Pull out every line with the word "errors" from the entries below.

Materials provided:

_ _ _ _ _

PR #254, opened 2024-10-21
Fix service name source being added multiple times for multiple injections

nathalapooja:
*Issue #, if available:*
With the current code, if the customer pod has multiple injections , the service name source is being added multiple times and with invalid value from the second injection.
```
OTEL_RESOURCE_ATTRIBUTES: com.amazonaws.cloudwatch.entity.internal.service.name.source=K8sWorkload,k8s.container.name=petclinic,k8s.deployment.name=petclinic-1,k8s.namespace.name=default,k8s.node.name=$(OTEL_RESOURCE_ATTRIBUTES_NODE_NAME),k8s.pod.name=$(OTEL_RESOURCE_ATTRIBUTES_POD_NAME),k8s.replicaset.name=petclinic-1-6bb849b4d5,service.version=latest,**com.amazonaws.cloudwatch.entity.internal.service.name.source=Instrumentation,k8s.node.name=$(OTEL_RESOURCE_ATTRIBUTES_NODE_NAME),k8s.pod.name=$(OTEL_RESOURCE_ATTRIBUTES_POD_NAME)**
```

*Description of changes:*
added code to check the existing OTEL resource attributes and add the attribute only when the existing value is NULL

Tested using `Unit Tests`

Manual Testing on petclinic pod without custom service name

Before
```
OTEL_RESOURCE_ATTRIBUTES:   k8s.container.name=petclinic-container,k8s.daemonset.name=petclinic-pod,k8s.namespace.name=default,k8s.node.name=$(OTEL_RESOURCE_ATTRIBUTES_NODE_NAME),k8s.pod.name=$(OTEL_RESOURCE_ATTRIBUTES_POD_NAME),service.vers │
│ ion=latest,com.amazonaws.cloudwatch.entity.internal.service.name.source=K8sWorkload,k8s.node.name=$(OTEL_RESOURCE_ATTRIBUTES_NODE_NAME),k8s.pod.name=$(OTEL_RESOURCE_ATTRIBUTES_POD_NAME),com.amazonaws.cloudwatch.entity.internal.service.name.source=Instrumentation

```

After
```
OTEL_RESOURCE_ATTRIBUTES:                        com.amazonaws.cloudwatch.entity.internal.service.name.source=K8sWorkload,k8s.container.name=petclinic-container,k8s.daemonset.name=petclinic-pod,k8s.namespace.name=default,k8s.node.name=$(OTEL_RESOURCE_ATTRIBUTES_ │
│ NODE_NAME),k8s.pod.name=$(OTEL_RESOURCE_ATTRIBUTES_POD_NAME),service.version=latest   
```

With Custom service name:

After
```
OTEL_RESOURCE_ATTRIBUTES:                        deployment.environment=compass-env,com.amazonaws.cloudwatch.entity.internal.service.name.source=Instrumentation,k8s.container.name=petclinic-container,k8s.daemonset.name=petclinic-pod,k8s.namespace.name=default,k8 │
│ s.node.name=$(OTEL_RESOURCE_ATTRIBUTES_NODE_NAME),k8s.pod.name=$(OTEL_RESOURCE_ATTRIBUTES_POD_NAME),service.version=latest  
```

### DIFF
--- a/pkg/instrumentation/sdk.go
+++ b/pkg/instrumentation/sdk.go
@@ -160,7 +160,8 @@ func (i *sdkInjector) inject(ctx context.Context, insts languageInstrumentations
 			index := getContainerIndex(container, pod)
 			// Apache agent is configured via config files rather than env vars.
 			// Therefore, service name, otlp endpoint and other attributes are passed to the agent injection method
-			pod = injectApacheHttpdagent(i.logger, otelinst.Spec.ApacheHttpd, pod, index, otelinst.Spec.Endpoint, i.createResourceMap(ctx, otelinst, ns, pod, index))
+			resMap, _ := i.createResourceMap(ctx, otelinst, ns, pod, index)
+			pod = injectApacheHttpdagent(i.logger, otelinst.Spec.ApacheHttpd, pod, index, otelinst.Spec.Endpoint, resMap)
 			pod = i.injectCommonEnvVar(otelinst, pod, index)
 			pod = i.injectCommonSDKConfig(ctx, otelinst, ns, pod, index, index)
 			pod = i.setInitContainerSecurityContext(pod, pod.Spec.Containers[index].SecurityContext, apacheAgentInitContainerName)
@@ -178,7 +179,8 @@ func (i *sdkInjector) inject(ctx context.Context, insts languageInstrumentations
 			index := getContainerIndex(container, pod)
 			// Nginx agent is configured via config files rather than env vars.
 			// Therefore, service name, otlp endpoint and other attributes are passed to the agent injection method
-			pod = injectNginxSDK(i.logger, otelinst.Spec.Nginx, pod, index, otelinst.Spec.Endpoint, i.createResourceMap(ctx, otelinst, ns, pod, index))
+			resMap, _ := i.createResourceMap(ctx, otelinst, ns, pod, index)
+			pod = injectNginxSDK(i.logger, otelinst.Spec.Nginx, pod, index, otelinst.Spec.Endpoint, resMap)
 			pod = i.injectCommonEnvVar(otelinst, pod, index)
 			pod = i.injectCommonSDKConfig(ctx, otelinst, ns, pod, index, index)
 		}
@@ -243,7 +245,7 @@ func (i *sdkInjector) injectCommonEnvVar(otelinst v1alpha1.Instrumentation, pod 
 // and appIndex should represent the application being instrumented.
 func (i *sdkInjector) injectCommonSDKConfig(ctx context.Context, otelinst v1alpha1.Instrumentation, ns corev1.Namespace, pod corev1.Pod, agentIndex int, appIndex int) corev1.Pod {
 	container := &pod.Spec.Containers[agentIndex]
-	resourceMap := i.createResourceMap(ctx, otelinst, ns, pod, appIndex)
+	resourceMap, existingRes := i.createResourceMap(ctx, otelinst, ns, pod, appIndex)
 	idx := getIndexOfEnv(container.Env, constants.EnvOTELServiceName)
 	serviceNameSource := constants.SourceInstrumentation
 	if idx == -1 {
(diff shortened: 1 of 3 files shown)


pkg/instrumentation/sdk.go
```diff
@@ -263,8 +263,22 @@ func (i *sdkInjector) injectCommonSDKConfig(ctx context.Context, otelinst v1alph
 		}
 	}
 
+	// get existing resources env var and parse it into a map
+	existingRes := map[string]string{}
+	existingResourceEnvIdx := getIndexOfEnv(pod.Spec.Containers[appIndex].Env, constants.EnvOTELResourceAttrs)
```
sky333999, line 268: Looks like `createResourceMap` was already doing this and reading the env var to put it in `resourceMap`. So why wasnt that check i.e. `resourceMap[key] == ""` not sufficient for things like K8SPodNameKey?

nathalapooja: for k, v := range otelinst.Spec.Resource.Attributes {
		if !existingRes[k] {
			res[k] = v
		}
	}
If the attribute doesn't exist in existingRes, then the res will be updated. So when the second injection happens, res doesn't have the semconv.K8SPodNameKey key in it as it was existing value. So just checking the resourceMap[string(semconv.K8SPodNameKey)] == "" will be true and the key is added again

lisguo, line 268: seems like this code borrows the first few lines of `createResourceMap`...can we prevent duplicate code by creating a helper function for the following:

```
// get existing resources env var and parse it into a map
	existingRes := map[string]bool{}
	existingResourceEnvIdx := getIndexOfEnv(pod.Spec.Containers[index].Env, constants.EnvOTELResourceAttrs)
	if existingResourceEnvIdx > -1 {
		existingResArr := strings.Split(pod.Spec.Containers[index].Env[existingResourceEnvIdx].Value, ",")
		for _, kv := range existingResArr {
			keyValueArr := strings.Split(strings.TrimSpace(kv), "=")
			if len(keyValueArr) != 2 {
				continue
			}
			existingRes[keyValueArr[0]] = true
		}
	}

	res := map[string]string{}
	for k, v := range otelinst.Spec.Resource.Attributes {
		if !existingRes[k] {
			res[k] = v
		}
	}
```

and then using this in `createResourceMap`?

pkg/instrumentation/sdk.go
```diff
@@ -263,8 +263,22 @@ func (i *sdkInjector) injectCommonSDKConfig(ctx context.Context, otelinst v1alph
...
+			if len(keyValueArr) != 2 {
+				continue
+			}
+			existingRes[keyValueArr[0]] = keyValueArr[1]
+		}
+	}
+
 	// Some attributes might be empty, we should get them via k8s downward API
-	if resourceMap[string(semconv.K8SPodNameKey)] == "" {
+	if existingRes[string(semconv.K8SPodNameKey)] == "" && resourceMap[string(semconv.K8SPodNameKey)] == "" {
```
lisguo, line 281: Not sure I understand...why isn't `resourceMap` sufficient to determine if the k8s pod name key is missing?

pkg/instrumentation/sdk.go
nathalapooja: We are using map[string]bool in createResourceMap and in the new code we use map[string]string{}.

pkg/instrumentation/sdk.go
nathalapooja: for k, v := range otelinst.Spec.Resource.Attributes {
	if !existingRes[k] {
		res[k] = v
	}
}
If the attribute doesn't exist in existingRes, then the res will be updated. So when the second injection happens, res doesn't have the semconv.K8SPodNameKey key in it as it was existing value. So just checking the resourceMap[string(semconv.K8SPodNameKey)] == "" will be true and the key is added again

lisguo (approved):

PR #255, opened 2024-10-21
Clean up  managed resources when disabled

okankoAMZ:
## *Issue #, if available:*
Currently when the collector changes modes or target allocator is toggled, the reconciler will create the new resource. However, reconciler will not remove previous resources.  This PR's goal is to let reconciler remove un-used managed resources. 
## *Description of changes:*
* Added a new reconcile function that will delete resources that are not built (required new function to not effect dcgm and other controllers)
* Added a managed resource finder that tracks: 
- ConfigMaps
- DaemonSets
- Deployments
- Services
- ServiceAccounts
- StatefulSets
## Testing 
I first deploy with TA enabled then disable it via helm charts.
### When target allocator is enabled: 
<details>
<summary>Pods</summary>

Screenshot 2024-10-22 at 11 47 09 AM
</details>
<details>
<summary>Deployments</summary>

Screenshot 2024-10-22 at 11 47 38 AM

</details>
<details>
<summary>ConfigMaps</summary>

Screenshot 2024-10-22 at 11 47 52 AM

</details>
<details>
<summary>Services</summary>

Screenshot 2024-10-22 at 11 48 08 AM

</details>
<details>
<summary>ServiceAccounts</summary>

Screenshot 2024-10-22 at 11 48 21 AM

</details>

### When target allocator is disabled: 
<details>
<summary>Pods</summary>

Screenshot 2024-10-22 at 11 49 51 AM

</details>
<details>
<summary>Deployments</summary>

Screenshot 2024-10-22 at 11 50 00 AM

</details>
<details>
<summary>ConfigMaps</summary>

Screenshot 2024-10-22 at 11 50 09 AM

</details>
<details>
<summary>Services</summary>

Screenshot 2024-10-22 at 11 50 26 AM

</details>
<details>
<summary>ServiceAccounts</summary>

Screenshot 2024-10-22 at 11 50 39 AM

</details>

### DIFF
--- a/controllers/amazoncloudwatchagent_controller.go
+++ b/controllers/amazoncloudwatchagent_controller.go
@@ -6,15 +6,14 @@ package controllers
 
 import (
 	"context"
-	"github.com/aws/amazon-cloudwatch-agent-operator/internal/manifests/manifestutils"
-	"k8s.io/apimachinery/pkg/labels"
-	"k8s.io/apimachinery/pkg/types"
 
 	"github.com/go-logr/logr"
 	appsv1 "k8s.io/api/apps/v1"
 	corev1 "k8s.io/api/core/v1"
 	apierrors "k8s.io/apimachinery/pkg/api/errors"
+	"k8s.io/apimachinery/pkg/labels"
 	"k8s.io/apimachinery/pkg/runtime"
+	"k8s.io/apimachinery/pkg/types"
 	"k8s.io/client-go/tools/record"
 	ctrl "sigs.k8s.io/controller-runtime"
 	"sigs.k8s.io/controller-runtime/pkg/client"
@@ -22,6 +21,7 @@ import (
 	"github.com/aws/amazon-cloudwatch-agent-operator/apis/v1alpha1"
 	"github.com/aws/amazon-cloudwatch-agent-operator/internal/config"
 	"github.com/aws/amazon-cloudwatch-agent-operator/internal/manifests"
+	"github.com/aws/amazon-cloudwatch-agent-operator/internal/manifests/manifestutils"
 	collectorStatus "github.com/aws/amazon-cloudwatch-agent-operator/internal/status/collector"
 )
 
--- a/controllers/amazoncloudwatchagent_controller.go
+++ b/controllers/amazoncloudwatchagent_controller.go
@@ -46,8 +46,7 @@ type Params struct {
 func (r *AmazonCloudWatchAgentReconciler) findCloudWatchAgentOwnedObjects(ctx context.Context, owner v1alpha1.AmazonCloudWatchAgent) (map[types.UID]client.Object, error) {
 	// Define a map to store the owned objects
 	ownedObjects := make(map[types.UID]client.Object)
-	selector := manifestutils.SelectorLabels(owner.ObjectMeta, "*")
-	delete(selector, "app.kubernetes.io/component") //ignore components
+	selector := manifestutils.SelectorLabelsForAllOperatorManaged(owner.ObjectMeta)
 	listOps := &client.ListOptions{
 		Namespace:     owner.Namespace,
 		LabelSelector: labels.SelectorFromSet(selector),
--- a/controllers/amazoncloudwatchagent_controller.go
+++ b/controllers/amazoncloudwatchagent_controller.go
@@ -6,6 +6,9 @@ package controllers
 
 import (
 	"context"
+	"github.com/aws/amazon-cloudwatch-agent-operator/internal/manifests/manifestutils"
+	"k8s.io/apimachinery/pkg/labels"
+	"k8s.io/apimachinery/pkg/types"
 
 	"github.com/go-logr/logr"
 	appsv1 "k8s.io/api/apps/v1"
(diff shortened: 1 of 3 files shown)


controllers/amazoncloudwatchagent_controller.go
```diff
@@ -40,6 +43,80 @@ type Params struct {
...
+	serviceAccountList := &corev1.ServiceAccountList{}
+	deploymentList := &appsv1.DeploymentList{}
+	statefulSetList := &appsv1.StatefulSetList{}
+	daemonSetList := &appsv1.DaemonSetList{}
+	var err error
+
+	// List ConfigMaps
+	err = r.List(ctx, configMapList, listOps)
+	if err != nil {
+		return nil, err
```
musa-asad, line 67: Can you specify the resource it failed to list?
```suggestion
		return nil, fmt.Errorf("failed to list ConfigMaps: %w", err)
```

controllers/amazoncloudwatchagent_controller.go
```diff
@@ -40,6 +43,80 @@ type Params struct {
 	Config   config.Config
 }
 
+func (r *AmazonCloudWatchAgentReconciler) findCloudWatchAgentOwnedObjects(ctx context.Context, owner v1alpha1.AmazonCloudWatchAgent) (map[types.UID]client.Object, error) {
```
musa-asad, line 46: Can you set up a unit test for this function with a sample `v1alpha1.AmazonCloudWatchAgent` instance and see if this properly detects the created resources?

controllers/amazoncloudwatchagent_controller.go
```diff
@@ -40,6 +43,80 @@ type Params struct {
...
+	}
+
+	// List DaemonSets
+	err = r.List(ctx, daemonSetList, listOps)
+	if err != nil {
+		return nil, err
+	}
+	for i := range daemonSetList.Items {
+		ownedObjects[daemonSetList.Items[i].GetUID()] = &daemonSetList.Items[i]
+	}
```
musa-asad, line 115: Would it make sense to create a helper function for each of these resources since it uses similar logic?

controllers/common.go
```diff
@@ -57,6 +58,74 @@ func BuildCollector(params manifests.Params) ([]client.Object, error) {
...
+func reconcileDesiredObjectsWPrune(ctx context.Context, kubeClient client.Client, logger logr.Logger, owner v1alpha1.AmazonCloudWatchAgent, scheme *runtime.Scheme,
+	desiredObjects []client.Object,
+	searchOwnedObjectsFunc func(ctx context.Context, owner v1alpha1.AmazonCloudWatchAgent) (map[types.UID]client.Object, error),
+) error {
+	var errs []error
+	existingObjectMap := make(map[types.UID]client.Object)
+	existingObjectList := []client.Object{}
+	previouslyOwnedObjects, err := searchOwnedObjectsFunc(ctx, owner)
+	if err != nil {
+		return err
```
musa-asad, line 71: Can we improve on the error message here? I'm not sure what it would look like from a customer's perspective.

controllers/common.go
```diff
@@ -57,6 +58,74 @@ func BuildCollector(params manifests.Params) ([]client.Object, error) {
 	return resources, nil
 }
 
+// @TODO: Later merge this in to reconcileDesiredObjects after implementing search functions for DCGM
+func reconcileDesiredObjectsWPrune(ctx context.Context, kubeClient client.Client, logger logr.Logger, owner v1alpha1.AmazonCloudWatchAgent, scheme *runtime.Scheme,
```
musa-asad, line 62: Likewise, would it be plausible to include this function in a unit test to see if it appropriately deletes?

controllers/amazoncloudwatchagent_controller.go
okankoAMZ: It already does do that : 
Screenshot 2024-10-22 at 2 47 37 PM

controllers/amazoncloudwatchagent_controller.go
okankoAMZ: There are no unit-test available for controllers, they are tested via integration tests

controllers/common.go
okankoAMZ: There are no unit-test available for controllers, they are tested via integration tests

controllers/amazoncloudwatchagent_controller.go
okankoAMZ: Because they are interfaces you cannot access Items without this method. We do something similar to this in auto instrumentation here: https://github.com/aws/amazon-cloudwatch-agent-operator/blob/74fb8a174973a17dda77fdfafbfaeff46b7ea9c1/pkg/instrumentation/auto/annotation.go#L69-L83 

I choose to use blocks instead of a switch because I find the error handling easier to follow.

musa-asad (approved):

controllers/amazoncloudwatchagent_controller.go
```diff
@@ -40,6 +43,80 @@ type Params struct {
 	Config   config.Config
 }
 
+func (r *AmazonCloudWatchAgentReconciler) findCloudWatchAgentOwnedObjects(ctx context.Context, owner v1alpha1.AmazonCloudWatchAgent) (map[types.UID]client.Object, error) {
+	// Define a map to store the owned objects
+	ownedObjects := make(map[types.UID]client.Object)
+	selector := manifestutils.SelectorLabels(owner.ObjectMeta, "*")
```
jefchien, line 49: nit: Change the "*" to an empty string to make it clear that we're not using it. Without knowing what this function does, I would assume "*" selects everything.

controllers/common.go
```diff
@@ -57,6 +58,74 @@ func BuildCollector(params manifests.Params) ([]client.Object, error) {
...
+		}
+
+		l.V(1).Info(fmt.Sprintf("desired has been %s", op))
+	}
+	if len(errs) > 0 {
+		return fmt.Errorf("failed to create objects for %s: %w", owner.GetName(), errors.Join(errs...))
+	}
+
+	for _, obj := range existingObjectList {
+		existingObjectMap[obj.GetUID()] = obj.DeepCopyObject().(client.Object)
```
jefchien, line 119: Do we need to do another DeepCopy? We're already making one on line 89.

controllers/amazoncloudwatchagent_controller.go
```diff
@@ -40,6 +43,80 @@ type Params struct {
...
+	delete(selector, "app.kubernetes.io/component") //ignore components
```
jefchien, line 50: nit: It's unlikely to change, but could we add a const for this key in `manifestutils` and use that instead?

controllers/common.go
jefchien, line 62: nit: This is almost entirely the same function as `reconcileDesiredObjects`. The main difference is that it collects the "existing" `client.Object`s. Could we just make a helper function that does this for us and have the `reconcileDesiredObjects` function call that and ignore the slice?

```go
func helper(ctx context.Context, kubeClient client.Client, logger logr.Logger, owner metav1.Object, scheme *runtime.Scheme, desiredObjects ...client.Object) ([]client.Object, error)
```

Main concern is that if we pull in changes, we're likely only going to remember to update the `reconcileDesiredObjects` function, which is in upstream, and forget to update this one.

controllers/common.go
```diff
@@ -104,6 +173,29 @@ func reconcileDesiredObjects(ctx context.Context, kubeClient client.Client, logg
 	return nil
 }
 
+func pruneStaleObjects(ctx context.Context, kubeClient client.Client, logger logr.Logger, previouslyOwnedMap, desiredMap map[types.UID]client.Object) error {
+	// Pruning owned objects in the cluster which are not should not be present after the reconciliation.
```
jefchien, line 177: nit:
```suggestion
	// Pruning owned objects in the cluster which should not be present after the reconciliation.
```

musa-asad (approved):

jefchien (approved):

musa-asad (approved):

_ _ _ _ _

Result for this exercise:
 	apierrors "k8s.io/apimachinery/pkg/api/errors"
+		return fmt.Errorf("failed to create objects for %s: %w", owner.GetName(), errors.Join(errs...))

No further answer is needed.